Di fatto, tra colpi di scena ben assestati e una costruzione interessante del mistero legato al passato di alcuni personaggi e del villain stesso, i primi due atti del film di Fukunaga funzionano, salvo perdersi in una parte finale a dir poco controversa.
A brillare per gran parte della pellicola è soprattutto la regia di Fukunaga, che in certi momenti confeziona alcune intuizioni visive efficaci, pur non eguagliando né il fascino né la fotografia di titoli come Skyfall (per approfondire, la nostra recensione di Skyfall è a un click di distanza da voi). Nel complesso 007 No Time To Die è un buon film d'azione, con un ritmo serrato e quasi del tutto privo di momenti morti nonostante il minutaggio imponente.
La nuova avventura di James Bond è un concentrato di adrenalina, un prodotto di gradevole intrattenimento che tuttavia non riesce ad andare oltre una buona forma: è nel contenuto, e in particolare nel terzo atto della pellicola, che il film mostra il fianco a notevoli problemi di sceneggiatura, che soprattutto nella gestione di alcune storyline e di certi colpi di scena minano pesantemente la qualità del racconto.
Nella sua fase centrale No Time To Die si concede un colpo di scena piuttosto potente, e attraverso di esso prepara il campo per una serie di rivelazioni che una volta svelate non ci hanno per nulla soddisfatto. Una scrittura che, pur mantenendosi avvincente nella prima parte, finisce vittima di un situazionismo fine a se stesso, e il pubblico più attento alla coerenza della trama si ritroverà persino privo di una serie di risposte.

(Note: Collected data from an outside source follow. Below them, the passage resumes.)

PR #2, opened 2018-03-15
Compass 2619 write a simple python generator v2

alenakhineika:


codegeneration/Python3Generator.js
```diff
@@ -2,66 +2,233 @@ const CodeGenerator = require('./CodeGenerator.js');
...
+  if (args.getChildCount() !== 3) {
+    return 'Error: Binary requires one or two arguments';
+  }
+
+  const childArgs = args.getChild(1);
+
+  if (childArgs.getChildCount() === 1) {
+    const data = this.visit(childArgs);
+
+    if (childArgs.type !== this.types.STRING) {
```
aherlihy: The binary type argument can be either a number or an enum. The way I got around this for java was to just define the enums in [this document](https://github.com/mongodb-js/bson-compilers/blob/master/codegeneration/JavaGenerator.js#L118-L126). The equivalent enums for python are defined here: http://api.mongodb.com/python/current/api/bson/binary.html

codegeneration/Python3Generator.js
```diff
@@ -2,66 +2,233 @@ const CodeGenerator = require('./CodeGenerator.js');
...
+  return `float(${double})`;
+};
+
+/**
+ * Visit Long Constructor
+ *
+ * @param {object} ctx
+ * @returns {string}
+ */
+Visitor.prototype.visitBSONLongConstructor = function(ctx) {
```
aherlihy: Because `Long` is a really complicated type with a lot of built-in functions, I thought it might be easiest if we execute it and then just extract the end result. [Example](https://github.com/mongodb-js/bson-compilers/blob/master/codegeneration/JavaGenerator.js#L175), that way we don't have to worry about supporting all the different `toString/Int/JSON`/etc functions directly.

codegeneration/Python3Generator.js
```diff
@@ -2,66 +2,248 @@ const CodeGenerator = require('./CodeGenerator.js');
...
+    const scope = this.visit(args.getChild(1).getChild(2));
+
+    if (args.getChild(1).getChild(2).type !== this.types.OBJECT) {
+      return 'Error: Code requires scope to be an object';
+    }
+
+    return `new Code(${code}, ${scope})`;
+  }
+
+  return `Code(${childArgs})`;
```
aherlihy: This should be `code`, not `childArgs`.

codegeneration/Python3Generator.js
```diff
@@ -2,66 +2,248 @@ const CodeGenerator = require('./CodeGenerator.js');
...
+
+  let longstr = '';
+
+  try {
+    longstr = this.executeJavascript(ctx.getText()).toString();
+  } catch (error) {
+    return error.message;
+  }
+
+  return `Int64(${longstr})`;
```
aherlihy: Does Int64 in Python accept a string or just a number? http://api.mongodb.com/python/current/api/bson/int64.html

alenakhineika: according to spec http://api.mongodb.com/python/current/api/bson/int64.html it is numeric value. and i have checked some examples like here https://stackoverflow.com/questions/30082047/does-long-or-int-in-pymongo-queries-have-to-match-the-number-type-in-mongodb they use numbers

aherlihy:
Changes included in https://github.com/mongodb-js/bson-compilers/pull/3

PR #4, opened 2018-03-16
Get Tests Passing

aherlihy:
[I'm going to update travis in a separate PR, so this will likely break master for a minute]
- Separate out language-constructors.json into two files, one for BSON constructors and one for built-in language types like literals, `Numbers`, `Date`, `RegExp`.
- Add a `description` field to each test and nest our tests by input/output language and type.
- Move helpers into test/helpers.js
- Move all code in the test files into tests
- Remove old, non-json tests
- Fix incorrect "expected" values in the json
- Add ability to skip unsupported fields so that we can start using the tests immediately. I thought it would be much nicer to be able to dynamically skip tests, and not keep anything in a gist, because I want to write tests as soon as I implement something and not wait until it's been implemented in all languages. Right now types that are not yet implemented are stored by language type in the `unsupported` object in helpers.js.
- Small fixes to the generators to match expected test results.
- Remove any code executed in index.js. Going forward we can still use it locally, but shouldn't commit our little tests since it leads to a lot of unnecessary changes.


lrlna:
THIS IS GR888888!! :sparkles:

PR #9, opened 2018-03-19
Add toPython and toJava

aherlihy:
Export language-specific functions so that package users don't have to construct their own generators. Will be much nicer to demo.

### DIFF
--- a/index.js
+++ b/index.js
@@ -1,4 +1,3 @@
-/* eslint no-unused-vars: 0*/
 const antlr4 = require('antlr4');
 const ECMAScriptLexer = require('./lib/ECMAScriptLexer.js');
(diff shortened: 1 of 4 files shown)


index.js
```diff
@@ -10,29 +9,20 @@ const JavaGenerator = require('./codegeneration/JavaGenerator.js');
...
-  return generator.visitExpressionSequence(tree);
+  return generator.start(tree);
 };
 
-const input = '[1, 2]';
-console.log(compileECMAScript(input, new JavaGenerator()));
-
-module.exports = compileECMAScript;
+module.exports = {
+  toJava: (input) => { return compileECMAScript(input, new JavaGenerator()); },
```
lrlna: yesssssssss!

PR #17, opened 2018-03-26
Compass 2626 expand csharp generator to bson constructors

alenakhineika:
Compass 2626 expand csharp generator to bson constructors


lrlna:
This looks great! I am going to merge :sparkles:

PR #18, opened 2018-03-27
make dates work in csharp

lrlna:
C# does the same thing as python -- needs date numbers as separate arguments. 

The only quirk is that the `now` constructor doesn't need the `new` word. not quite sure why, but tried it out in [C# playground](https://dotnetfiddle.net/) and it works as just `DateTime.Now`.


lrlna:
btw, if this is an okay PR, feel free to merge merge merge!

PR #19, opened 2018-03-27
regex output for c#

lrlna:
make regex get converted to c###### 

- [x] tests with appropriate results in c#
- [x] visitors to adjust the input to make the right output

I am currently using a few things to make sure this c# thing is working:
- [docs on regex options in c#](https://msdn.microsoft.com/en-us/library/system.text.regularexpressions.regexoptions(v=vs.110).aspx)
- [docs on regex itself](https://msdn.microsoft.com/en-us/library/system.text.regularexpressions.regex(v=vs.110).aspx)
- [regex playground for .net](http://regexstorm.net/tester)
- [playground for .net itself](https://dotnetfiddle.net/)

### DIFF
--- a/codegeneration/CSharpGenerator.js
+++ b/codegeneration/CSharpGenerator.js
@@ -1,5 +1,13 @@
 const CodeGenerator = require('./CodeGenerator.js');
 
+const CSHARP_REGEX_FLAGS = {
+  i: 'RegexOptions.IgnoreCase',
+  m: 'RegexOptions.Multiline',
+  u: '',
+  y: '',
+  g: ''
+};
+
 function Visitor() {
   CodeGenerator.call(this);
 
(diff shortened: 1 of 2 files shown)


lrlna:
we r g00d 2 go on this one

lrlna:
@aherlihy this PR is just for the built-in regex stuff, so it's a bit different than what we have with flags. fwik @alenakhineika worked on bson regex in #17. 

About the unicode stuff, there is no specific flag (the docs on this are [here](https://docs.microsoft.com/en-us/dotnet/standard/base-types/regular-expression-options)), but there is this thing about being able to do straight up in the regex:

>The language element \p{name}, which represents a Unicode category or named block, can't include embedded spaces in the \p{ portion of the element. If you do include a white space, the element throws an ArgumentException at run time. 

Now that I think about it, this might mean that instead of attaching a flag to the regex, I should be wrapping the input in the `\p{input}` thing?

L'aspetto più deludente dell'ultima battaglia di Daniel Craig è, purtroppo, proprio l'antagonista. Rami Malek interpreta una figura complessa e affascinante a cui non viene concesso sufficiente spazio, e pur fornendo la sua ennesima pregevole interpretazione (se vi ha convinto nei panni di Freddie Mercury allora dovreste rispolverare la nostra recensione di Bohemian Rapsody) l'attore egiziano ci è parso uno dei villain più anonimi nella storia cinematografica di 007.
L'addio di Daniel Craig
Il talento di un cast straordinario, e mai così ricco, è di sicuro l'aspetto migliore di No Time To Die, un film che per ovvi motivi carica tutto il proprio pathos nel fisico di Daniel Craig e nel suo sguardo segnato dalla stanchezza di un Bond arrivato al suo emozionante capolinea. Nonostante gli evidenti problemi di sceneggiatura, il venticinquesimo film della serie di 007 si regge quasi del tutto sulle solide spalle del suo protagonista, che nel dare l'addio alla spia inglese regalerà ai fan un'interpretazione sentita e commossa.

È infatti grazie a Craig che il pubblico, al netto dei difetti di sceneggiatura, troverà il finale di No Time To Die emozionante e caloroso, la fine di un viaggio che - tra alti e bassi - è riuscito comunque a riscrivere la storia recente del cinema d'azione. Ci auguravamo tuttavia un commiato diverso, perché alla fine dei suoi 165 minuti di durata No Time To Die si rivela per ciò che è: un film di buon intrattenimento arricchito da una conclusione emozionante, ma purtroppo anche uno dei capitoli meno convincenti dell'ultima pentalogia.